__WHAT YOU ARE ASKED TO DO__. Your task is to copy the stretch of lines in the records below that begins with the line containing "PR #1227, opened 2022-03-16" and ends with the line containing "self.error_report_ref = error_report_ref", exactly as written, with nothing added.

━━━━

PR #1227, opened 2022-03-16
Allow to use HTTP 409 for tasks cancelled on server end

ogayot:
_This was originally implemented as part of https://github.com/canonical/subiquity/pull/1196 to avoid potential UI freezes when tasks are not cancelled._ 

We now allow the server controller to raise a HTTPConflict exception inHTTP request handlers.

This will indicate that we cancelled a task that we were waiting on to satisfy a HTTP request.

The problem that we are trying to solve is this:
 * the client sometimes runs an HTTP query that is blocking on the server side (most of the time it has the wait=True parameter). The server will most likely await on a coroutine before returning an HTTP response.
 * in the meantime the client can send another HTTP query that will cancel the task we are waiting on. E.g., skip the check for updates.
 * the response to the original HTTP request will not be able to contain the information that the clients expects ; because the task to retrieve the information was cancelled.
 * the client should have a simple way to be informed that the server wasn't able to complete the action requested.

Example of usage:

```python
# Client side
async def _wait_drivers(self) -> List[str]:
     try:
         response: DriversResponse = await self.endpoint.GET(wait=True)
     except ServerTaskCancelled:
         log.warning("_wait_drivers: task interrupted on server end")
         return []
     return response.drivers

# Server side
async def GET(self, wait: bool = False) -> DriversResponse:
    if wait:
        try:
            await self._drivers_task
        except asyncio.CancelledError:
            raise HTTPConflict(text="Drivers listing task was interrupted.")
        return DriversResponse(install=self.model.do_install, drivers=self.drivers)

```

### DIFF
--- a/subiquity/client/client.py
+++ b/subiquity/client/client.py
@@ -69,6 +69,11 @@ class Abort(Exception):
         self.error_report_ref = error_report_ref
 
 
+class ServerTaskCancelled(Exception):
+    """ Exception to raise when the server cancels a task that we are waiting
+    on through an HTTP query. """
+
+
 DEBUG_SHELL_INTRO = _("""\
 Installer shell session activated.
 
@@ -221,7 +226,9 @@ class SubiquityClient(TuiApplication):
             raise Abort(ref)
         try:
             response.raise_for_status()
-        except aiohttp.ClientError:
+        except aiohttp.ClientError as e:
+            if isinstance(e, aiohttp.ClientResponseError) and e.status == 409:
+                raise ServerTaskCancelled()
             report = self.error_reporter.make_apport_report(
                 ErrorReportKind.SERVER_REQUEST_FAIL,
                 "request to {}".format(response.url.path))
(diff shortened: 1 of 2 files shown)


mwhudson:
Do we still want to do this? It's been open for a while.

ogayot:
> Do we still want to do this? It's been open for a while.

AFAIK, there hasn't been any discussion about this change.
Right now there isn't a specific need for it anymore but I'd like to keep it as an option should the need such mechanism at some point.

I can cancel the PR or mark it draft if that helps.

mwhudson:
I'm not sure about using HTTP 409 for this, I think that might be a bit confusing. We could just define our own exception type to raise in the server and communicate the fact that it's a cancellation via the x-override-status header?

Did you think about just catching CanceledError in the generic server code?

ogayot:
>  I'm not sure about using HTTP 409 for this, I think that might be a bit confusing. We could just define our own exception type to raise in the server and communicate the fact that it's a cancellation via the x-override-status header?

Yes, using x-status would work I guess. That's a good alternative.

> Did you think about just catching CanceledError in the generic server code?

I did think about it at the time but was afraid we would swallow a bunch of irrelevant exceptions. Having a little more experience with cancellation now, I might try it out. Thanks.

━━━━

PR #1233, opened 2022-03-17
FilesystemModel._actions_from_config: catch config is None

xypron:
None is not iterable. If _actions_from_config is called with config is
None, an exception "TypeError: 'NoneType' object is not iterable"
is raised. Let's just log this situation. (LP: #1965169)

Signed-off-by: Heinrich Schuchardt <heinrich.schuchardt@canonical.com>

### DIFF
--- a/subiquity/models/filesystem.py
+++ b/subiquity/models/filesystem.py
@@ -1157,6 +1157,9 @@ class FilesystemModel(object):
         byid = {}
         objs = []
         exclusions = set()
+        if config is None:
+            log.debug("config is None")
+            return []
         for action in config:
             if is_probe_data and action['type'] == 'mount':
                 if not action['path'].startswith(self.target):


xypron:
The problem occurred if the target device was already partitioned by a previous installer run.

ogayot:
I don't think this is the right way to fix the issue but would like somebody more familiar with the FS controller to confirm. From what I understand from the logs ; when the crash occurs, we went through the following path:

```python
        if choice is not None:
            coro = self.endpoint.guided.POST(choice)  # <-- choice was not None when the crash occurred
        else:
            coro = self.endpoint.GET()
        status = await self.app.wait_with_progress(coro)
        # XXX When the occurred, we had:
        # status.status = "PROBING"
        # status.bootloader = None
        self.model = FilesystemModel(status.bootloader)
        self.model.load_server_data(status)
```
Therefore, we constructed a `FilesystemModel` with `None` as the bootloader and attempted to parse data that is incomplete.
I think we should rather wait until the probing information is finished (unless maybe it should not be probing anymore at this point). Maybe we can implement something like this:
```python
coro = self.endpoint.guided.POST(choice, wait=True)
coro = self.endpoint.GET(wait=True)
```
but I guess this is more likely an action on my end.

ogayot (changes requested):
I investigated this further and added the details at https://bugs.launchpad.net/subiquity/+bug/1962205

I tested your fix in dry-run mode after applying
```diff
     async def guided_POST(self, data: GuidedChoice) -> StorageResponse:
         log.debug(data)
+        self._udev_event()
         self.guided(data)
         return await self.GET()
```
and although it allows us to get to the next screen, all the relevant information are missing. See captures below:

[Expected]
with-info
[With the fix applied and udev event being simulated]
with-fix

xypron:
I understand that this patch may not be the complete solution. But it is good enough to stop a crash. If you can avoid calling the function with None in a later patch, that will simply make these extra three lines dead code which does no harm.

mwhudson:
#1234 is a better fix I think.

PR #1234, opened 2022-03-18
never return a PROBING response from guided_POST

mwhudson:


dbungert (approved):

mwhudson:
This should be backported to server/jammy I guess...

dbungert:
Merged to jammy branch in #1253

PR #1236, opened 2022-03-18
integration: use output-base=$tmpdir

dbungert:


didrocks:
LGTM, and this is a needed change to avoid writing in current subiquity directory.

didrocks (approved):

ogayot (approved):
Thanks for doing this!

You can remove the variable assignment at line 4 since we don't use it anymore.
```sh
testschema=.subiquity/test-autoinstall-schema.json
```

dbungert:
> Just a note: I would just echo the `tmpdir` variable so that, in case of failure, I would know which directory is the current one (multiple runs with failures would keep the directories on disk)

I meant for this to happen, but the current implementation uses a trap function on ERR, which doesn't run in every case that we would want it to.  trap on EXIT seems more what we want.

━━━━

__YOUR RESPONSE__.
PR #1227, opened 2022-03-16
Allow to use HTTP 409 for tasks cancelled on server end

ogayot:
_This was originally implemented as part of https://github.com/canonical/subiquity/pull/1196 to avoid potential UI freezes when tasks are not cancelled._ 

We now allow the server controller to raise a HTTPConflict exception inHTTP request handlers.

This will indicate that we cancelled a task that we were waiting on to satisfy a HTTP request.

The problem that we are trying to solve is this:
 * the client sometimes runs an HTTP query that is blocking on the server side (most of the time it has the wait=True parameter). The server will most likely await on a coroutine before returning an HTTP response.
 * in the meantime the client can send another HTTP query that will cancel the task we are waiting on. E.g., skip the check for updates.
 * the response to the original HTTP request will not be able to contain the information that the clients expects ; because the task to retrieve the information was cancelled.
 * the client should have a simple way to be informed that the server wasn't able to complete the action requested.

Example of usage:

```python
# Client side
async def _wait_drivers(self) -> List[str]:
     try:
         response: DriversResponse = await self.endpoint.GET(wait=True)
     except ServerTaskCancelled:
         log.warning("_wait_drivers: task interrupted on server end")
         return []
     return response.drivers

# Server side
async def GET(self, wait: bool = False) -> DriversResponse:
    if wait:
        try:
            await self._drivers_task
        except asyncio.CancelledError:
            raise HTTPConflict(text="Drivers listing task was interrupted.")
        return DriversResponse(install=self.model.do_install, drivers=self.drivers)

```

### DIFF
--- a/subiquity/client/client.py
+++ b/subiquity/client/client.py
@@ -69,6 +69,11 @@ class Abort(Exception):
         self.error_report_ref = error_report_ref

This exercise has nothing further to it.